The GNRS is a batch application for resolving & standardizing political division names against the GADM Global Administrative Divisions Database (https://gadm.org/), with additional names and codes from Geonames (http://www.geonames.org/) and Natural Earth (https://www.naturalearthdata.com/). The GNRS resolves political division names at three levels: country (admin_0), state/province (admin_1) and county/parish (admin_2). Resolution is performed in a series steps, beginning with direct matching to standard names, followed by direct matching to alternate names in different languages, followed by direct matching to standard codes (such as ISO and FIPS codes). If direct matching fails, the GNRS attempts to match to standard and then alternate names using fuzzy matching, but does not perform fuzzing matching of political division codes. The GNRS works down the political division hierarchy, stopping at the current level if all matches fail. In other words, if a country cannot be matched, the GNRS does not attempt to match state or county.

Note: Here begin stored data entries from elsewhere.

PR #7543, opened 2024-02-16
DEVPROD-966 Save check run ID on Task

malikchaya2:
[DEVPROD-966]

### Description
Save check run ID on Task. This will be need for future executions when the same check run will be updated. 

### Testing
This will be tested as part of DEVPROD-970


model/task/task.go
```diff
@@ -179,6 +179,10 @@ type Task struct {
 	// CheckRunPath is a local file path to an output json file for the checkrun.
 	CheckRunPath string `bson:"check_run_path" json:"check_run_path"`
 
+	// CheckRunId is the id for the checkrun that was created in github.
+	// This is used to update the checkrun for future executions of the task.
+	CheckRunId *int `bson:"check_run_id,omitempty" json:"check_run_id,omitempty"`
```
Kimchelly, line 184: Can the check run ID be 0? If it's impossible for it to be 0, I feel like not using a pointer (and just checking `CheckRunId == 0` instead) might be slightly preferable to lots of nil checking when we're not sure if it's set.

model/task/task.go
```diff
@@ -3448,6 +3452,21 @@ func (t *Task) SetDisplayTaskID(id string) error {
 		}}))
 }
 
+// SetCheckRunId sets the checkRunId for the task
+func (t *Task) SetCheckRunId(checkRunId int) error {
+	t.CheckRunId = utility.ToIntPtr(checkRunId)
+	return UpdateOne(
```
Kimchelly, line 3458: It's slightly more preferable to `UpdateOne` before setting the field in memory:
```
if err := UpdateOne(<update>...); err != nil {
    return err
}

t.CheckRunId = checkRunId
return nil
```
This avoids a general issue where the task in-memory (i.e. `t`) has a different state from the DB if the update fails. It's caused some bugs in the past where an update failed but `t` was updated, so the logic in the outer function acted on wrong information.

model/task/task.go
```diff
@@ -3448,6 +3452,21 @@ func (t *Task) SetDisplayTaskID(id string) error {
 		}}))
 }
 
+// SetCheckRunId sets the checkRunId for the task
+func (t *Task) SetCheckRunId(checkRunId int) error {
```
Kimchelly, line 3456: Is this supposed to be unit tested? Or is this also going to be tested as part of DEVPROD-970?

Or is the `checkRunHandler` already tested, maybe? Can we add to that test?

rest/route/agent.go
```diff
@@ -1502,5 +1504,8 @@ func (h *checkRunHandler) Run(ctx context.Context) gimlet.Responder {
 		return gimlet.MakeJSONInternalErrorResponder(errors.Wrap(err, "setting patch parameters"))
 	}
 
+	checkRunInt := int(utility.FromInt64Ptr(checkRun.ID))
+	err = t.SetCheckRunId(checkRunInt)
```
Kimchelly, line 1508: Is this error supposed to do something?

Kimchelly (changes requested):

model/task/task.go
malikchaya2: I don't know... 
I want to assume that not, but all the docs say is: 
image

and they use the example of ` "id": 4,` in a response. So I don't feel like I can rely on them not being 0.

model/task/task.go
malikchaya2: added a unit test

model/task/task_test.go
```diff
@@ -3496,6 +3496,23 @@ func TestAddParentDisplayTasks(t *testing.T) {
...
+	}
+
+	assert.NoError(t, t1.Insert())
+	assert.NoError(t, t1.SetCheckRunId(12345))
+
+	var err error
+	t1, err = FindOneId(t1.Id)
+	assert.NoError(t, err)
+
+	assert.Equal(t, t1.CheckRunId, utility.ToIntPtr(12345))
```
Kimchelly, line 3512: nit: it's usually considered better to compare values (which seems like what you're trying to do) rather than pointers because pointers are just meaningless addresses, so if go so happened to decide to give them the same address, it's not something we should rely on. This should instead be:
```go
assert.Equal(t, 12345, utility.FromIntPtr(t1.CheckRunId))
```
(also note the flipped arguments because the first value is always the expected value and the second is the actual value).

model/task/task_test.go
```diff
@@ -3496,6 +3496,23 @@ func TestAddParentDisplayTasks(t *testing.T) {
...
+	require.NoError(t, db.Clear(Collection))
+	t1 := &Task{
+		Id: "t1",
+	}
+
+	assert.NoError(t, t1.Insert())
+	assert.NoError(t, t1.SetCheckRunId(12345))
+
+	var err error
+	t1, err = FindOneId(t1.Id)
```
Kimchelly, line 3509: Have to `require.NotNil(t, t1)` or else this test can panic if it doesn't find the task.

rest/route/agent.go
```diff
@@ -1496,16 +1496,25 @@ func (h *checkRunHandler) Run(ctx context.Context) gimlet.Responder {
...
 			"task_id": t.Id,
 		})
-		return gimlet.MakeJSONInternalErrorResponder(errors.Wrap(err, "setting patch parameters"))
+		return gimlet.MakeJSONInternalErrorResponder(errors.Wrap(err, "creating check run"))
 	}
 
 	checkRunInt := int(utility.FromInt64Ptr(checkRun.ID))
-	err = t.SetCheckRunId(checkRunInt)
+	if err = t.SetCheckRunId(checkRunInt); err != nil {
+		errorMessage := fmt.Sprintf("setting checkRun ID on task: %s", t.Id)
```
Kimchelly, line 1510: nit: seems like the grip error log already has the task ID, so it could be simplified down to:
```go
err = errors.Wrap(err, "setting check run ID on task")
grip.Error(message.WrapError(err, message.Fields{ /* task ID goes here */ }))
return gimlet.MakeJSONInternalErrorResponder(err)
```

Kimchelly (approved):
LGTM mod nits.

Results returned by the GNRS include the original political division names, the resolved political division names and IDs from GADM and Geonames, with additional information on how each name was resolved and the quality of the overal match.

Software

Ubuntu 16.04 or higher
PostgreSQL 12.2 or higher
Perl v5.26.1 or higher
Perl module Text::CSV
PHP 7.2.24 or higher
PHP extensions:

php-cli
php-mbstring
php-curl
php-xml
php-json
php-services-json
php-pgsql

Dependencies

Local installation of database geonames

Required for building the GNRS database
See repo: `https://github.com/ojalaquellueva/geonames.git'

Local installation of database gadm

Required for building the GNRS database
See repo: `https://github.com/ojalaquellueva/gadm.git'

Installation and configuration

I recommend the following setup:

# Create application base directory (call it whatever you want)
mkdir -p gnrs
cd gnrs

# Create application code directory
mkdir src

# Install application code to application code directory
cd src
git clone https://github.com/ojalaquellueva/gnrs

# Move data and sensitive parameters directories outside of code directory
# Be sure to change paths to these directories (in params.sh) accordingly
mv data ../
mv config ../

Note: temporary data directory in /tmp/gnrs (used by gnrs api) is installed on the fly by the application.

Maintenance

To avoid filling up the gnrs temp directory, consider adding a crontab entry to delete files older than a certain number of days. For example, the following cron job find and deletes all files older than 7 days, every day at 4:02 am:

02 4 * * * find /tmp/gnrs/* -type f -mtime +7 -print0 | xargs -0 rm

Another version for systems that don't support -print0:

02 4 * * * find /tmp/gnrs/* -type f -mtime +7 -exec rm {} \;

Whichever you use, be sure to test first to verify that the list of files makes sense:

find /tmp/gnrs/* -type f -mtime +7

Input/Output

Input File

The input file for the TNRS must be utf-8 plain text file name with the following fields:

Field name	Required?	Meaning
user_id	No	User-supplied integer id for each row, if desired
country	Yes	Country name
state_province	No	State/province name
county_parish	No	County/parish name

Header user_id,country,state_province,county_parish must be the first line of the file. Place this file in the GNRS user data directory (data/user/; path and directory name set in file params.sh).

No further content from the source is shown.